__What you will do__.
Return every line of the data that contains the string "iroh".

__Dataset content__.
PR #3544, opened 2025-10-15
refactor(iroh-base)!: move tickets into their own crate

dignifiedquire:
## Description

These now live in https://github.com/n0-computer/iroh-tickets and will be published as `iroh-tickets`.

## Breaking Changes

- `iroh-base::ticket` has been removed

## Notes

The `0rtt` and `transfer` examples now use just `EndpointId`s to connect, and not tickets anymore.  Otherwise we end up in a problematic dependency tree. If necessary I can add direct addresses and relay urls to the `transfer` example again

### DIFF
--- a/deny.toml
+++ b/deny.toml
@@ -27,6 +27,4 @@ ignore = [
 ]
 
 [sources]
-allow-git = [
-    "https://github.com/n0-computer/iroh-tickets.git",
-]
+allow-git = []


Arqu (changes requested):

__Result__.
refactor(iroh-base)!: move tickets into their own crate
These now live in https://github.com/n0-computer/iroh-tickets and will be published as `iroh-tickets`.
- `iroh-base::ticket` has been removed
-    "https://github.com/n0-computer/iroh-tickets.git",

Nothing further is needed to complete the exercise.